Poker-AI.org

Hi,

I need a good and fast LUT. Currently my favourite is Djhemlig's LUT because single lookup speed is most important to me. I wanted to check how much space I would lose compared to Kevin Waugh perfect indexing.

What I don't get are the numbers for the river from the following 2 threads:

Djhemlig ( http://www.poker-ai.org/archive/pokerai ... &hilit=lut ):
"With these current rules I get right now 1361802 flop indexes, 15111642 turn indexes, 52402675 river indexes."
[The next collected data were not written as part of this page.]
PR #335, opened 2024-11-25
Expanded upon throw and drop behavior

OvercastInteractive:
I made a few changes to `PlayerInteractionComponent` that allow for finer tuning of throw and drop power, based on the carried object's mass and limited to a max power.
- Using the object's mass in the throw and drop power provides more consistent and less chaotic behavior as very lightweight objects won't be launched at high speeds through the level and very heavy objects will only experience force up to max power.
- Also included the option to drain stamina if throwing objects that exceed a specified throw power threshold.


Phazorknight (approved):
Very nice, appreciate this mechanic getting some tweaks and refinement.
Thank you!

PR #340, opened 2024-11-28
Adds an AutoPickUpZone to the player

OvercastInteractive:
- Allows you to automatically pick up select items for whatever reason (frustrating, tedious, required, or to speed up the pace of the game) and may provide a smoother experience than only using the default raycasting + input interaction for every pick up.
- Adds a pick up delay to cogito projectiles, so they aren't automatically picked up the moment they're fired.
- Added laser ammo and foam bullets to the auto pick up list for testing.
- It's slightly counter to immersive sim in theory, however I feel like there are enough use cases that it could at least be optional.


Phazorknight:
Oooh, this is cool.
I would've probably tried to add this to the `PickupComponent`, but I think your implementation actually has some advantages (better control over pickup range + ability to deactivate it for certain moments like cutscenes etc).

I had a weird issue and also a crash when testing this:
1. Add some `projectile_pistol` to the Laboratory Demo scene and start the game in it.
2. When walking up to it, for some reason, the `projectile_pistol` doesn't get picked up by the auto pickup.
3. When I then walk over to the `pickup_laser_ammo` on the counter, the game crashes with an error:
```
player_hud_manager.gd:
Line 180: if node.is_disabled:
```
_Invalid access to property or key `is_disabled` on a base object of type `previously freed`._

Seems like there might be a bit of a race condition problem with freeing up these nodes at times.

I've also tried to remove and re-add the projectiles from the auto pickup, but still wasn't able to get them to get picked up by it.
Was able to add the batteries to it and they worked fine.

OvercastInteractive:
Thanks for testing this out a a bit more! I'll look into the issues you've had and see if I can safeguard the implementation against these kinds of errors. It may be a day or two before I can do a once over on this tho.

Phazorknight (approved):
Hey, gave this another test. Seems to be much improved! I wasn't able to replicate the errors I previously flagged, so happy to merge this in!

PR #345, opened 2024-12-05
Fix head's position offset in stair stepping by using only y component of the result

mrezai:
It seems there is a bug or limitation in Physics Engine when collision shapes change in runtime that cause result of body_test_motion to be unreliable, for example in current implementation of stair stepping we used body_test_motion to check motion only in y axis but in the result, by calling get_reminder or get_travel functions we get values that x and z are non-zero too.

Kevin Waugh indexing ( http://poker-ai.org/phpbb/viewtopic.php?f=25&t=2660 ):
"Imperfect recall :
[169, 1286792, 13960050, 123156254]"

I assumed the Djhemlig numbers to be maybe 10-20% above Waugh numbers, but for the river Djhemlig (52M) is less than half of Waugh (123M), instead of more.
Can this be? Or are the numbers wrong?
Waugh are just isomorphisms I think, but can there be that many rivers where hole cards have no influence (so they could be the same case for Djhemlig) (plus all nut cases)? However, Djhemlig seems not to do these kind of optimizations anyway...

Maybe djhemlig uses an approximate technique

I don't understand all of the Djhemlig code atm, but my suspicion is it is because it maps all hands with less than 3 of the same suit on the board to one suit pattern, e.g. 2*h + 2*c + 1*s and 2*h + 1*c + 1*s + 1*d.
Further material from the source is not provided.